PURPOSE OF REVIEW: An increasing amount of literature supports a multimodal approach to analgesic administration in the management of postoperative pain. The purpose of this study and review was to further evaluate the differences in efficacy in controlling immediate postoperative pain among the various routes of analgesia administration. RECENT FINDINGS: This study consisted of an analysis of the various routes of analgesic administration (parental, neuraxial, and oral/rectal) in 107,671 consecutive surgical cases performed over a 10-year period at Yale New Haven Hospital. This study included variables of postoperative pain score at initial request for analgesic, pain score at discharge, nausea and vomiting in the post-anesthesia care unit, and gender. The most common route of administration of analgesia in our study was via the parenteral route (29,962), and the least common route was the neuraxial route (1319). There was a significant decrease in pain scores at the time of discharge in all three groups relative to the pain score at first request for analgesia. Multimodal analgesia via various routes of administration targets numerous proponents of the nervous system with the intent to reduce the adverse side effects of the individual analgesics if given alone or as an additive to produce synergistic analgesia. Our study suggests that although all the routes investigated (parenteral, neuraxial (intrathecal/epidural), and per os or per rectum (PO/PR)) promote significant pain relief on discharge from the PACU, the group that received neuraxial analgesia reported the lowest incidence of nausea and vomiting.
目的综述:越来越多的文献支持在术后疼痛管理中采用多模式镇痛方法。本研究和综述的目的是进一步评估在控制即时术后疼痛方面,各种镇痛给药途径的疗效差异。

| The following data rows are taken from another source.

Issue #2423, opened 2022-12-02
AAA may return incorrect final error


WilliamRJohns:
For example if there are 2 support points and one is removed for having zero weight, interpolation is broken and the final error returned may be incorrect. In the following example the final l_inf error should be 1 but is returned as 0.
x=[1:1:5];
Fx=[ones(1,4) 2]
[aaa_aprox,~,~,~,zj,fj,wj,errvec,~]=aaa(Fx,x);
approx=aaa_aprox(x)
%Final error 0 returned but error is 1
errvec
%%

Fx =

     1     1     1     1     2

approx =

     1     1     1     1     1

errvec =

     1
     0

trefethen:
[aaa03_supportpts.pdf](https://github.com/chebfun/chebfun/files/10981999/aaa03_supportpts.pdf)

William, I'd be pleased to be in touch directly about this if you're interested.  If so, would you send me an email at trefethen@maths.ox.ac.uk ?  Thanks.

PR #2431, opened 2023-03-17
revised aaa for issue 2423

trefethen:
This is a fundamental change at the heart of AAA, prompted by issue #2423.  The problem is that AAA has never checked the error at any of the support points, assuming there is interpolation there.  But that assumption fails when a weight is zero.  So with this revision, AAA also checks the error at support points with zero weights, if any. 

I've written a memo explaining the details:
[aaa03_supportpts.pdf](https://github.com/chebfun/chebfun/files/11002556/aaa03_supportpts.pdf)


nakatsukasayuji:
The 11th aaa_test is failing. This is perhaps an error in the test code not aaa. 
Z = [0, 1];
F = [1, 2];
r = aaa(F, Z);
pass(10) = ( norm(F - r(Z), inf) < tol );
pass(11) = ( r(inf) == -inf );

trefethen:
Sorry @nakatsukasayuji, I thought I had fixed that test.  Anyway I think I've fixed it now.  Please try again.

nakatsukasayuji:
Looks good as far as I can see. (This change is a bit hard to check, as examples with weight=0 are not easy to find. In any case it works fine for the generic case, and the 3-point example above.)

PR #2432, opened 2023-03-21
new standalone AAA

trefethen:
I have modified AAA so that it can be used as a standalone MATLAB code.  In particular it now includes functions prz and reval, so these are no longer called as external Chebfun functions.  All tests still pass.

At the moment the code remains rather long, but most of the action is in the first 100 or so executable lines.  After that come functions PARSEINPUTS, CLEANUP, CLEANUP2, AAA_AUTO, PRZ, and REVAL.  In the upcoming weeks I hope further simplifications will be made especially in the CLEANUPs and in AAA_AUTO.

### DIFF
--- a/tests/chebfun/test_aaa.m
+++ b/tests/chebfun/test_aaa.m
@@ -1,13 +1,12 @@
 function pass = test_aaa(pref)
-% Test for aaa().  Many new tests added August 2019.
+% Test for aaa.  This has been written to be independent of Chebfun.  
 
 % Get preferences.
 if ( nargin < 1 )
-    pref = chebtech.techPref();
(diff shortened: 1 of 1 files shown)


trefethen:
Just changed a couple of lines to make this compatible with GNU Octave.  (Turns out MATLAB can compute the nullspace of a 0xn matrix, but Octave can't.)

trefethen:
I have removed the two "Developer notes".  Both of these commented on aaa.m as part of the Chebfun software system, whereas the point of standalone AAA is to be independent of the Chebfun software system (even though still hosted in the Chebfun repo).

PR #2434, opened 2023-03-22
corrected vectorize flag usage in chebfun3f

cstroessner:
Previously the vectorize flag was used incorrectly in Phase 2 of the chebfun3f constructor.


cstroessner:
When running test_imag.m in pass(2) the function ff in line 193 of chebfun3f changes sign depending on how it is evaluated. 
We have T = ff(X,Y,Z) with T(1,1) = -0.9, but ff(X(1,1),Y(1,1),Z(1,1)) = 0.9. This should not happen and leads to a crash.

PR #2435, opened 2023-03-25
improve-chebfun3-plus

bhashemi:
Ensure chebfun3/plus works fine with objects of different tech. 
Also added a test which did not work previously


cstroessner (approved):
These changes look good.

PR #2437, opened 2023-04-15
change prz to remove zero weights to avoid spurious poles

nakatsukasayuji:
The prz.m code, when the input vector wj contains an entry that is exactly 0, outputs a spurious pole that is not a pole of the rational function. This is because the generalized eigenvalue problem that the prz code is based on proceeds by multiplying the node polynomial to each partial fraction in the barycentric form, then finding the roots of that polynomial. This fix remedies this issue.


trefethen:
Thanks @nakatsukasayuji.  Looks good.

PR #2442, opened 2023-07-26
Vectorize chebfun3/feval in the case of unstructured evaluation points

danfortunato:
This pull request significantly speeds up `chebfun3`'s `feval` when the evaluation points are unstructured (i.e. not a tensor-product grid). See below for a comparison:

```
f = chebfun3(@(x,y,z) sin(x.*y.*z));

n = 50000;
x = 2*rand(n,1)-1;
y = 2*rand(n,1)-1;
z = 2*rand(n,1)-1;

tic
ff = f(x,y,z);
toc

% Before this PR: 2.247853s
% After this PR:  0.028487s
```

### DIFF
--- a/@chebfun3/feval.m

最近的发现:这项研究分析了耶鲁纽黑文医院 10 年间连续 107671 例手术中各种镇痛给药途径(父母、神经轴和口服/直肠)。本研究包括术后首次请求镇痛时的疼痛评分、出院时的疼痛评分、麻醉后护理单元的恶心和呕吐以及性别等变量。在我们的研究中,最常见的镇痛给药途径是静脉途径(29962 例),最不常见的途径是神经轴途径(1319 例)。与首次请求镇痛时的疼痛评分相比,所有三组在出院时的疼痛评分均显著降低。通过各种途径给予的多模式镇痛靶向作用于神经系统的多个支持者,旨在减少单独使用或作为添加剂使用时个体镇痛剂的不良反应,以产生协同镇痛作用。我们的研究表明,尽管研究中调查的所有途径(静脉、神经轴(鞘内/硬膜外)和口服/直肠(PO/PR))在从 PACU 出院时都能显著缓解疼痛,但接受神经轴镇痛的组报告的恶心和呕吐发生率最低。